Personally, I am a chef because I love food, I love cooking and feeding people. I love working at the cheese counter, educating people on cheese, seeing their faces when they taste a cheese they thought they'd hate and love it. Or pair a cheese with something like honey and the realize how it can completely change the taste. I know I probably sound cheesey, and I'd love to be able to say that I am fresh out of culinary school, but I am in my mid/late 30's and I have been working in the industry off and on since I was 16.

btw, my boss told me today that she (the other chef) gave her 2 week notice yesterday, then threw a fit when my boss didn't beg her to stay. So next week should be interesting. My boss is un-sure if she even wants her to come back at all given how she acted.


----------



## aric87 (Aug 6, 2010)

> I love working at the cheese counter...i know I probably sound cheesey


----------



## momandchef (Dec 15, 2010)

Oh yes, we have LOTS of cheese jokes between us


----------



## gunnar (Apr 3, 2008)

Well it sounds like a Gouda idea that she leaves. Brie-live me,  people like that just Chevre their opinions on everyone else like a Muenster in a horror movie. If she is feeling Bleu over not being asked to stay maybe she needs to be told "Go back to Stilton, Jack!"

ok, was reaching for the last two...it's hard to put that many cheese puns in a sentence though.


----------



## chefross (May 5, 2010)

Gunnar said:


> Well it sounds like a Gouda idea that she leaves. Brie-live me, people like that just Chevre their opinions on everyone else like a Muenster in a horror movie. If she is feeling Bleu over not being asked to stay maybe she needs to be told "Go back to Stilton, Jack!"
> 
> ok, was reaching for the last two...it's hard to put that many cheese puns in a sentence though.
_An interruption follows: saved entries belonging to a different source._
PR #4241, opened 2023-06-06
fix(UserApiController): Fix warning during test run with PHP 8.2

juliushaertl:
Fix test failure that only happens on PHP8.2

> stripos(): Passing null to parameter #1 ($haystack) of type string is deprecated

### DIFF
--- a/lib/Controller/UserApiController.php
+++ b/lib/Controller/UserApiController.php
@@ -41,7 +41,7 @@ class UserApiController extends ApiController {
 			$sessionUserId = $session['userId'];
 			if ($sessionUserId !== null && !isset($users[$sessionUserId])) {
 				$displayName = $this->userManager->getDisplayName($sessionUserId);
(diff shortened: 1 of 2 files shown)


max-nextcloud (approved):

max-nextcloud:
Cypress failures cannot be related - but I wonder where the block merges during freezes is coming from...

And i wonder why i could still merge this.

juliushaertl:
Merge freeze seems like I overseen a change when updating the actions to adapt the server branch when text is using main:

Screenshot 2023-06-06 at 09 04 03

juliushaertl:
Cypress failure looks a bit like it could be a upstream issue with loading the files app:

https://cloud.cypress.io/projects/hx9gqy/runs/e149dd86-8742-4946-b5fb-7e5277760429/test-results/45605c10-1ad8-4149-84fa-1fc611744854/screenshots

juliushaertl:
Pushed a fix for the merge block https://github.com/nextcloud/text/pull/4243

Issue #3816, opened 2023-02-19
Console error on public share auth page


juliushaertl:
When opening the share link asking for a password:

```
Cannot read properties of null (reading 'value')
```

https://github.com/nextcloud/text/blob/main/src/public.js#L51

https://juliushaertl.sentry.io/share/issue/c9a7f6638e6e460d8bb9868465713456/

OK OK That will be quite "E-NUP" out of you.........


----------



## leeniek (Aug 21, 2009)

Congrats momandchef on the good job you are doing at your place! 

It sounds to me that the outgoing chef took the job in need and found out that she really was not cut out for this work.  It is definitely not for everyone.


----------



## momandchef (Dec 15, 2010)

Gunnar said:


> Well it sounds like a Gouda idea that she leaves. Brie-live me, people like that just Chevre their opinions on everyone else like a Muenster in a horror movie. If she is feeling Bleu over not being asked to stay maybe she needs to be told "Go back to Stilton, Jack!"
> 
> ok, was reaching for the last two...it's hard to put that many cheese puns in a sentence though.


Well done! Even my husband was cracking up at those!

Thanks Lenniek! I am just trying to do the best I can. I believe in the restaurant/store and I want to see it do well.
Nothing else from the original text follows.